BEGIN

PR #683, opened 2017-05-02
Babel 6 upgrade

gdub22:
Building & testing working 100%.
~~Diff with old babel 5 output: https://www.diffchecker.com/VmO4dPJb~~
Output is identical to babel 5 (via 1 added codemod)

TODO:
- [x] Investigate why code coverage dropped
- [x] Restore gzip size, which went up slightly.  I *think* this is because of the renamed let variables, which has no effect on the minified size, but being minified to different characters effects the gzip size?


gdub22:
Update: Same output as babel 5! https://www.diffchecker.com/VmO4dPJb
(They just underscore a few local variables, which doesn't matter when minified)

xtuc:
Awesome :+1: 

Note that Babel 7 will be released soon and the upgrade should be easy.

gdub22:
Not a big code coverage guy, so anyone that can shed light on why that dropped let me know.  

As far as I can see it's complaining about no coverage for `cloneElement`, which there are indeed no tests for.  Therefore, I assume the code coverage was incorrect before and this uncovered the problem.

gdub22:
@developit this is good to go for review now

config/codemod-let-name.js
```diff
@@ -0,0 +1,12 @@
+/**
+ * Restores var names transformed by babel's let block scoping
+ */
+export default (file, api) => {
+	let j = api.jscodeshift;
+	let code = j(file.source);
+
+	code.findVariableDeclarators().filter(d => /^_i/.test(d.value.id.name)).renameTo('i');
```
developit: Slight chance this might collide with other variables, right?

gdub22: Yes it would be possible if someone added a var with that prefix. No scope analysis. 

I personally wouldn't add this mod at all. I just wanted to make the output identical.

developit:
So excited to have this at size parity! 💃

treshugart:
I'm in the process of adding custom element support (<CustomElement />) and need the fixed class transpile that Babel 6 gives us. Anything I can do to help move this along, please let me know!

xtuc:
Congrats 💃

PR #694, opened 2017-05-10
TypeScript definitions update: allow tabIndex value to be string

winding-lines:
A lot of devs set tabIndex="1", this diff allows that use case in addition to
tabIndex = {1}.

### DIFF
--- a/src/preact.d.ts
+++ b/src/preact.d.ts
@@ -574,7 +574,7 @@ declare namespace JSX {
 		step?:number | string;
 		style?:any;
 		summary?:string;
-		tabIndex?:number;
+		tabIndex?:number | string;
 		target?:string;
 		title?:string;
 		type?:string;


marvinhagemeister:
Thanks for your PR. As a preact ts user myself I'd very much prefer it to be of type `number`. The spec says that only [valid integer values](https://www.w3.org/TR/html5/editing.html#sequential-focus-navigation-and-the-tabindex-attribute) are supported.

Allowing strings would prevent TS from throwing an error for the following code which is invalid jsx:

```tsx
function MyComponent() {
  // No compile error is raised here, although "abcde" is obviously invalid :/
  return <input tabIndex="abcde" type="text"/>
}
```

developit:
One thought: technically the value could be `null`, `undefined` or `""` and those would be valid.

marvinhagemeister:
@developit hm, the spec is quite explicit on only allowing integers. My guess is that `null` or `undefined` are ignored by the browser and effectively the same as not specifying `tabindex` at all?

robertknight:
Thank-you for the contribution @winding-lines, but I'm in agreement with @marvinhagemeister. The spec is [quite clear](http://w3c.github.io/html/editing.html#the-tabindex-attribute) that this value is supposed to be an integer and it is in [the React typings](https://github.com/DefinitelyTyped/DefinitelyTyped/blob/f4aad91a85398172a488724e1ef776a3ca75de67/types/react/index.d.ts#L2197) too.

PR #695, opened 2017-05-11
Typings: camel-cases two attributes, alphabetizes, and adds htmlFor

jmrog:
This PR corrects the case of two properties in the `JSX.HTMLAttributes` interface in the type declarations. It also moves the `for` property to the appropriate spot (alphabetically) so that it's easier to locate. Finally, it adds the `htmlFor` property. I'm not sure whether that last change is desired -- since `for` is in the type declarations, maybe it's intended that we just use that in Preact rather than `htmlFor`? -- so I'm open to removing it. I'll just note that, IMO, including it provides more consistency with React's typings, as well as with Preact's decision to allow both `class` and `className`.


marvinhagemeister:
@jmrog Great find! Thanks a lot for your PR, much appreciated 🎉

PR #696, opened 2017-05-16
Use typeof to test booleaness.

bmeurer:
Using the typeof check is shorter, and in case of Chrome also faster at
this point as shown in https://esbench.com/bench/591b46f299634800a03481f8
(upstream bug to address this at http://crbug.com/v8/6403). I personally
also find the typeof version more readable, as it makes it clear what
the intent was.


developit:
Any impact on filesize? That was the original reasoning behind the strict equality checks, but maybe the impact is small enough it's worthwhile.

PR #699, opened 2017-05-17
bugfix: children doesn't support ['one', , ] array

luolonghao:
children doesn't support `['one', , ]` array, the array become to `['one', undefined, undefined]`

the bug breaks antd-mobile picker component .

* https://github.com/ant-design/ant-design-mobile/blob/master/components/picker/index.tsx#L57
* https://github.com/react-component/m-cascader/blob/master/src/Cascader.tsx#L66


src/h.js
```diff
@@ -22,7 +22,9 @@ export function h(nodeName, attributes) {
 	}
 	while (stack.length) {
 		if ((child = stack.pop()) && child.pop!==undefined) {
-			for (i=child.length; i--; ) stack.push(child[i]);
+			[].concat(child).reverse().forEach((item) => {
```
developit: An `if` statement would be better here. Functions, concat and reverse are all very expensive.

developit:
FWIW we'll need to check what React does here. AFAIK children is supposed to be passthrough for Components.

src/h.js
luolonghao: now use `if` statement, reference: https://developer.mozilla.org/en-US/docs/Web/JavaScript/Reference/Global_Objects/Array/forEach?v=example

developit:
`in` check seems reasonable. Need to check for filesize.

luolonghao:
@developit are you still need to check something? I think the changed code is compatible and necessary.

andrewiggins:
I believe this is fixed in Preact X - I think we just pass `props.children` as is to components so gonna close this PR since it is opened against Preact 8. If you still have issues with using the libraries mentioned in the description, let us know!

END

Output every entry again, exactly as given.

→ RESPONSE TO THE EXERCISE
PR #683, opened 2017-05-02
Babel 6 upgrade

gdub22:
Building & testing working 100%.
~~Diff with old babel 5 output: https://www.diffchecker.com/VmO4dPJb~~
Output is identical to babel 5 (via 1 added codemod)

TODO:
- [x] Investigate why code coverage dropped
- [x] Restore gzip size, which went up slightly.  I *think* this is because of the renamed let variables, which has no effect on the minified size, but being minified to different characters effects the gzip size?


gdub22:
Update: Same output as babel 5! https://www.diffchecker.com/VmO4dPJb
(They just underscore a few local variables, which doesn't matter when minified)

xtuc:
Awesome :+1: 

Note that Babel 7 will be released soon and the upgrade should be easy.

gdub22:
Not a big code coverage guy, so anyone that can shed light on why that dropped let me know.  

As far as I can see it's complaining about no coverage for `cloneElement`, which there are indeed no tests for.  Therefore, I assume the code coverage was incorrect before and this uncovered the problem.

gdub22:
@developit this is good to go for review now

config/codemod-let-name.js
```diff
@@ -0,0 +1,12 @@
+/**
+ * Restores var names transformed by babel's let block scoping
+ */
+export default (file, api) => {
+	let j = api.jscodeshift;
+	let code = j(file.source);
+
+	code.findVariableDeclarators().filter(d => /^_i/.test(d.value.id.name)).renameTo('i');
```
developit: Slight chance this might collide with other variables, right?

gdub22: Yes it would be possible if someone added a var with that prefix. No scope analysis. 

I personally wouldn't add this mod at all. I just wanted to make the output identical.

developit:
So excited to have this at size parity! 💃

treshugart:
I'm in the process of adding custom element support (<CustomElement />) and need the fixed class transpile that Babel 6 gives us. Anything I can do to help move this along, please let me know!

xtuc:
Congrats 💃

PR #694, opened 2017-05-10
TypeScript definitions update: allow tabIndex value to be string

winding-lines:
A lot of devs set tabIndex="1", this diff allows that use case in addition to
tabIndex = {1}.

### DIFF
--- a/src/preact.d.ts
+++ b/src/preact.d.ts
@@ -574,7 +574,7 @@ declare namespace JSX {
 		step?:number | string;
 		style?:any;
 		summary?:string;
-		tabIndex?:number;
+		tabIndex?:number | string;
 		target?:string;
 		title?:string;
 		type?:string;


marvinhagemeister:
Thanks for your PR. As a preact ts user myself I'd very much prefer it to be of type `number`. The spec says that only [valid integer values](https://www.w3.org/TR/html5/editing.html#sequential-focus-navigation-and-the-tabindex-attribute) are supported.

Allowing strings would prevent TS from throwing an error for the following code which is invalid jsx:

```tsx
function MyComponent() {
  // No compile error is raised here, although "abcde" is obviously invalid :/
  return <input tabIndex="abcde" type="text"/>
}
```

developit:
One thought: technically the value could be `null`, `undefined` or `""` and those would be valid.

marvinhagemeister:
@developit hm, the spec is quite explicit on only allowing integers. My guess is that `null` or `undefined` are ignored by the browser and effectively the same as not specifying `tabindex` at all?

robertknight:
Thank-you for the contribution @winding-lines, but I'm in agreement with @marvinhagemeister. The spec is [quite clear](http://w3c.github.io/html/editing.html#the-tabindex-attribute) that this value is supposed to be an integer and it is in [the React typings](https://github.com/DefinitelyTyped/DefinitelyTyped/blob/f4aad91a85398172a488724e1ef776a3ca75de67/types/react/index.d.ts#L2197) too.

PR #695, opened 2017-05-11
Typings: camel-cases two attributes, alphabetizes, and adds htmlFor

jmrog:
This PR corrects the case of two properties in the `JSX.HTMLAttributes` interface in the type declarations. It also moves the `for` property to the appropriate spot (alphabetically) so that it's easier to locate. Finally, it adds the `htmlFor` property. I'm not sure whether that last change is desired -- since `for` is in the type declarations, maybe it's intended that we just use that in Preact rather than `htmlFor`? -- so I'm open to removing it. I'll just note that, IMO, including it provides more consistency with React's typings, as well as with Preact's decision to allow both `class` and `className`.


marvinhagemeister:
@jmrog Great find! Thanks a lot for your PR, much appreciated 🎉

PR #696, opened 2017-05-16
Use typeof to test booleaness.

bmeurer:
Using the typeof check is shorter, and in case of Chrome also faster at
this point as shown in https://esbench.com/bench/591b46f299634800a03481f8
(upstream bug to address this at http://crbug.com/v8/6403). I personally
also find the typeof version more readable, as it makes it clear what
the intent was.


developit:
Any impact on filesize? That was the original reasoning behind the strict equality checks, but maybe the impact is small enough it's worthwhile.

PR #699, opened 2017-05-17
bugfix: children doesn't support ['one', , ] array

luolonghao:
children doesn't support `['one', , ]` array, the array become to `['one', undefined, undefined]`

the bug breaks antd-mobile picker component .

* https://github.com/ant-design/ant-design-mobile/blob/master/components/picker/index.tsx#L57
* https://github.com/react-component/m-cascader/blob/master/src/Cascader.tsx#L66


src/h.js
```diff
@@ -22,7 +22,9 @@ export function h(nodeName, attributes) {
 	}
 	while (stack.length) {
 		if ((child = stack.pop()) && child.pop!==undefined) {
-			for (i=child.length; i--; ) stack.push(child[i]);
+			[].concat(child).reverse().forEach((item) => {
```
developit: An `if` statement would be better here. Functions, concat and reverse are all very expensive.

developit:
FWIW we'll need to check what React does here. AFAIK children is supposed to be passthrough for Components.

src/h.js
luolonghao: now use `if` statement, reference: https://developer.mozilla.org/en-US/docs/Web/JavaScript/Reference/Global_Objects/Array/forEach?v=example

developit:
`in` check seems reasonable. Need to check for filesize.

luolonghao:
@developit are you still need to check something? I think the changed code is compatible and necessary.

andrewiggins:
I believe this is fixed in Preact X - I think we just pass `props.children` as is to components so gonna close this PR since it is opened against Preact 8. If you still have issues with using the libraries mentioned in the description, let us know!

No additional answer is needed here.